• [Work order]
Your answer must be the records below, printed exactly.

[[ Records for this exercise, beginning ]]

PR #2937, opened 2019-05-01
Correctly index into return value of getUserPrivateKey

### LINKED ISSUE #2721: Be able to log in to an account

cnasc:
# Description

This PR corrects how `storageMiddleware` accessed the account data provided by `locksmith`. Once this is merged, the end-to-end account creation and login milestone will be complete 🎉

# Issues

Fixes #2721 
Refs #2111 

# Checklist:

### DIFF
--- a/unlock-app/src/__tests__/middlewares/storageMiddleware.test.js
+++ b/unlock-app/src/__tests__/middlewares/storageMiddleware.test.js
@@ -1,7 +1,4 @@
-import {
-  createAccountAndPasswordEncryptKey,
-  getAccountFromPrivateKey,
-} from '@unlock-protocol/unlock-js'
+import * as UnlockJS from '@unlock-protocol/unlock-js'
 import storageMiddleware from '../../middlewares/storageMiddleware'
 import { UPDATE_LOCK, updateLock, UPDATE_LOCK_NAME } from '../../actions/lock'
 import { STORE_LOCK_NAME } from '../../actions/storage'
@@ -13,8 +10,6 @@ import { startLoading, doneLoading } from '../../actions/loading'
 import configure from '../../config'
 import { SIGNUP_CREDENTIALS } from '../../actions/signUp'
 import { LOGIN_CREDENTIALS } from '../../actions/login'
-
-jest.mock('@unlock-protocol/unlock-js')
 
 /**
  * This is a "fake" middleware caller
@@ -269,10 +264,6 @@ describe('Storage middleware', () => {
   describe('SIGNUP_CREDENTIALS', () => {
     it('should create a user and then set the account', () => {
       expect.assertions(2)
-      createAccountAndPasswordEncryptKey.mockReturnValue({
-        address: '',
-        passwordEncryptedPrivateKey: '',
-      })
       const emailAddress = 'tim@cern.ch'
       const password = 'guest'
       const { next, invoke } = create()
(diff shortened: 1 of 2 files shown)


cnasc:
These tests pass locally 🤔

cellog:
yeah that unlock-js test is a transient failure, no idea why. I'm hoping it dies with the ethers migration...

cnasc:
OK, failures gone. PTAL!

unlock-app/src/__tests__/middlewares/storageMiddleware.test.js
```diff
@@ -10,6 +14,8 @@ import configure from '../../config'
 import { SIGNUP_CREDENTIALS } from '../../actions/signUp'
 import { LOGIN_CREDENTIALS } from '../../actions/login'
 
+jest.mock('@unlock-protocol/unlock-js')
```
cellog: this makes me nervous - the test will pass even when the underlying implementation shifts.

Could you add a separate test in a new file that just verifies assumptions about the underlying API? That way we won't blow up when the next version is published

cellog: alternative: rewrite the test to not mock, and take advantage of `expect.objectContaining` (https://jestjs.io/docs/en/expect#expectobjectcontainingobject) and `expect.any` (https://jestjs.io/docs/en/expect#expectanyconstructor) to ignore the implementation details of what the private key looks like and so on

cnasc: This is like this because when I tried to just spy on `getAccountFromPrivateKey` and it didn't seem to work without doing a whole mock. If you have any suggestions on how to fix that I'm all ears, because I don't like this either

cellog: Ok, I'll take a look, heading in to the office now

cnasc: No worries, I'll continue to play with it as well

cnasc:
Just pushed what I was doing with `jest.spyOn` as an example -- canceled the CI because it fails with the following error: 
```
Storage middleware › LOGIN_CREDENTIALS › Should call getAccountFromPrivateKey with correct data

    expect(jest.fn()).toHaveBeenCalledWith(expected)

    Expected mock function to have been called with:
      ["Private Key reporting for duty", "guest"]
    But it was not called.

      311 |         emailAddress
      312 |       )
    > 313 |       expect(spy).toHaveBeenCalledWith(
          |                   ^
      314 |         'Private Key reporting for duty',
      315 |         'guest'
      316 |       )
```

cnasc:
More robust test in place, PTAL

unlock-app/src/middlewares/storageMiddleware.js
```diff
@@ -140,7 +140,8 @@ const storageMiddleware = config => {
           const { emailAddress, password } = action
           storageService
             .getUserPrivateKey(emailAddress)
-            .then(key => {
+            .then(result => {
+              const key = result.data.passwordEncryptedPrivateKey
```
julien51: `storageService` should actually handle the logic of extracttibg the  `data` from `result` and only yield `passwordEncryptedPrivateKey`. Could you change that?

[[ Records for this exercise, end ]]

• [Task response]
PR #2937, opened 2019-05-01
Correctly index into return value of getUserPrivateKey

### LINKED ISSUE #2721: Be able to log in to an account

cnasc:
# Description

This PR corrects how `storageMiddleware` accessed the account data provided by `locksmith`. Once this is merged, the end-to-end account creation and login milestone will be complete 🎉

# Issues

Fixes #2721 
Refs #2111 

# Checklist:

### DIFF
--- a/unlock-app/src/__tests__/middlewares/storageMiddleware.test.js
+++ b/unlock-app/src/__tests__/middlewares/storageMiddleware.test.js
@@ -1,7 +1,4 @@
-import {
-  createAccountAndPasswordEncryptKey,
-  getAccountFromPrivateKey,
-} from '@unlock-protocol/unlock-js'
+import * as UnlockJS from '@unlock-protocol/unlock-js'
 import storageMiddleware from '../../middlewares/storageMiddleware'
 import { UPDATE_LOCK, updateLock, UPDATE_LOCK_NAME } from '../../actions/lock'
 import { STORE_LOCK_NAME } from '../../actions/storage'
@@ -13,8 +10,6 @@ import { startLoading, doneLoading } from '../../actions/loading'
 import configure from '../../config'
 import { SIGNUP_CREDENTIALS } from '../../actions/signUp'
 import { LOGIN_CREDENTIALS } from '../../actions/login'
-
-jest.mock('@unlock-protocol/unlock-js')
 
 /**
  * This is a "fake" middleware caller
@@ -269,10 +264,6 @@ describe('Storage middleware', () => {
   describe('SIGNUP_CREDENTIALS', () => {
     it('should create a user and then set the account', () => {
       expect.assertions(2)
-      createAccountAndPasswordEncryptKey.mockReturnValue({
-        address: '',
-        passwordEncryptedPrivateKey: '',
-      })
       const emailAddress = 'tim@cern.ch'
       const password = 'guest'
       const { next, invoke } = create()
(diff shortened: 1 of 2 files shown)


cnasc:
These tests pass locally 🤔

cellog:
yeah that unlock-js test is a transient failure, no idea why. I'm hoping it dies with the ethers migration...

cnasc:
OK, failures gone. PTAL!

unlock-app/src/__tests__/middlewares/storageMiddleware.test.js
```diff
@@ -10,6 +14,8 @@ import configure from '../../config'
 import { SIGNUP_CREDENTIALS } from '../../actions/signUp'
 import { LOGIN_CREDENTIALS } from '../../actions/login'
 
+jest.mock('@unlock-protocol/unlock-js')
```
cellog: this makes me nervous - the test will pass even when the underlying implementation shifts.

Could you add a separate test in a new file that just verifies assumptions about the underlying API? That way we won't blow up when the next version is published

cellog: alternative: rewrite the test to not mock, and take advantage of `expect.objectContaining` (https://jestjs.io/docs/en/expect#expectobjectcontainingobject) and `expect.any` (https://jestjs.io/docs/en/expect#expectanyconstructor) to ignore the implementation details of what the private key looks like and so on

cnasc: This is like this because when I tried to just spy on `getAccountFromPrivateKey` and it didn't seem to work without doing a whole mock. If you have any suggestions on how to fix that I'm all ears, because I don't like this either

cellog: Ok, I'll take a look, heading in to the office now

cnasc: No worries, I'll continue to play with it as well

cnasc:
Just pushed what I was doing with `jest.spyOn` as an example -- canceled the CI because it fails with the following error: 
```
Storage middleware › LOGIN_CREDENTIALS › Should call getAccountFromPrivateKey with correct data

    expect(jest.fn()).toHaveBeenCalledWith(expected)

    Expected mock function to have been called with:
      ["Private Key reporting for duty", "guest"]
    But it was not called.

      311 |         emailAddress
      312 |       )
    > 313 |       expect(spy).toHaveBeenCalledWith(
          |                   ^
      314 |         'Private Key reporting for duty',
      315 |         'guest'
      316 |       )
```

cnasc:
More robust test in place, PTAL

unlock-app/src/middlewares/storageMiddleware.js
```diff
@@ -140,7 +140,8 @@ const storageMiddleware = config => {
           const { emailAddress, password } = action
           storageService
             .getUserPrivateKey(emailAddress)
-            .then(key => {
+            .then(result => {
+              const key = result.data.passwordEncryptedPrivateKey
```
julien51: `storageService` should actually handle the logic of extracttibg the  `data` from `result` and only yield `passwordEncryptedPrivateKey`. Could you change that?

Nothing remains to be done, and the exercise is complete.